Le piège de la compensation carbone, c’est de nous faire croire l’inverse. Il suffirait que les arbres absorbent le carbone émis lors de la combustion du pétrole pour le neutraliser. Mais un arbre n’a une durée de vie que de quelques dizaines ou centaines d’années. Quand l’arbre sera incendié ou que le bois sera décomposé, le carbone stocké sera émis à nouveau dans l’atmosphère. D’un point de vue climatique, l’intérêt est donc quasiment nul.
L’urgence est-elle de regarder pousser des arbres ou de fermer le robinet à pétrole ? Devinez…
Paie-moi ou je rase tout
Ces considérations n’empêchent pas les négociateurs de continuer à confondre compensation et réduction. Mieux, il est désormais question de créer un mécanisme encore plus complexe : la « déforestation évitée » ou, dans le jargon des négociations, « REDD » (Réduction des émissions liées à la déforestation et à la dégradation des forêts).

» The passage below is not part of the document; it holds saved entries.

PR #4954, opened 2016-09-07
[Installer] Load gem plugins when installing

### LINKED ISSUE #2824: Bundler fails to load all rubygems plugins
When running with GEM_HOME set to a location and a rubygem plugin installed to that location the gem command will load the plugin, but bundler will not. 

This is because bundler calls Gem.load_env_plugins (in bundler::CLI) but not Gem.load_plugins, rubygems calls both (in rubygems/gem_runner.rb). The simple solution is to add a Gem.load_plugins call along side the Gem.load_env_plugins call in bundler::CLI. A better solution (although a far bigger job) would be to move all interaction with the rubygems libraries to Bundler::RubygemsIntegration and have it initialize the rubygems libs appropriately for everything. This would simplify things greatly, but I'd rather have some feedback before attempting the bigger change.

segiddins:
Closes #2824 I think

### DIFF
--- a/lib/bundler/cli/install.rb
+++ b/lib/bundler/cli/install.rb
@@ -60,9 +60,6 @@ module Bundler
           "the --binstubs option will be removed in favor of `bundle binstubs`"
       end
 
-      # rubygems plugins sometimes hook into the gem install process
-      Gem.load_env_plugins if Gem.respond_to?(:load_env_plugins)
-
       Plugin.gemfile_install(Bundler.default_gemfile) if Bundler.feature_flag.plugins?
 
       definition = Bundler.definition
--- a/lib/bundler/cli/update.rb
+++ b/lib/bundler/cli/update.rb
@@ -54,9 +54,6 @@ module Bundler
 
       Bundler.settings[:jobs] = opts["jobs"] if opts["jobs"]
 
-      # rubygems plugins sometimes hook into the gem install process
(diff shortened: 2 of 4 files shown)


indirect:
@segiddins what's the difference between `load_plugins` and `load_env_plugins`, and why did you switch from one to the other?

segiddins:
Because that seemed to be what the issue was asking for

indirect:
@segiddins I am fairly certain it is not okay to remove `load_plugins`. Please either use both or research to figure out what the "right" (ha) answer is.

segiddins:
Where did I remove `load_plugins`? Honestly, if we don't know what www want to do, I'd rather not touch this. I was just making the exact change the linked issue asked for ¯\_(ツ)_/¯

indirect:
I'm not comfortable accepting this until we understand the difference between `load_plugins` and `load_env_plugins`, so I'm sure that this change doesn't break anything.

segiddins:
`load_plugins` loads all rubygems plugins and is what rubygems does when invoked via its own CLI, `load_env_plugins` just loads plugins that are already on the `$LOAD_PATH`

indirect:
@segiddins okay. I hope we don't regret this later when it turns out there are rubygems plugins that we don't actually want to load. 😅 

@homu r+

L’ère du chantage écologique est officiellement ouverte : plus vous menacez de sortir les tronçonneuses, plus vous pourrez vendre de crédit carbone si finalement, vous vous engagez à éviter le massacre. Des consultants comme McKinsey ou ONF International se livrent une concurrence acharnée pour aider les pays du Sud à établir des scenarii de déforestation catastrophe.
Le Guyana, qui a aujourd’hui un taux de déforestation quasiment nul, brandit à la tribune des Nations unies une étude montrant qu’il est prêt à raser la quasi-totalité de sa forêt dans les vingt-cinq prochaines années… sauf, bien sûr, si on le paye en achetant ses crédits carbone « déforestation évitée ».
Pour faire accepter ce nouveau mécanisme à l’Inde et à la Chine, qui ne possèdent plus beaucoup de forêt mais plantent massivement, même les monocultures d’arbres à croissance rapide sont éligibles. Mais, à vouloir faire plaisir à tout le monde, le résultat est désastreux : on risque de voir disparaître les forêts naturelles au profit de ces monocultures.
L’Indonésie est en train de magouiller les chiffres et les définitions pour que ses immenses champs de palmiers à huile, plantés à la place de forêts, puissent recevoir des crédits carbone.
Les plus gros pollueurs s’achètent une conscience
Afin d’éviter que les entreprises et les pays développés « compensent » leurs émissions en achetant une parcelle d’arbres ou une promesse de non-déforestation, certains proposent que la compensation carbone soit uniquement volontaire et vienne s’ajouter aux efforts obligatoires de réduction. WWF et GoodPlanet, la fondation de Yann Arthus-Bertrand, proposent à Air France de compenser volontairement ses émissions en finançant un programme de lutte contre la déforestation à Madagascar.
Mais comme on le sait, une entreprise ne fait jamais rien gratuitement (ou très rarement), donc cette compensation volontaire risque de laisser penser qu’il n’y a pas besoin d’une règlementation contraignante.
On voit ainsi, aux Etats-Unis, des entreprises comme General Motors ou American Electrical Power, publiquement opposées à la ratification du protocole de Kyoto par leur pays, se lancer dans un vaste programme d’achat de forêt au Brésil pour compenser leurs émissions. Pas besoin de loi, laissez faire l’autorégulation.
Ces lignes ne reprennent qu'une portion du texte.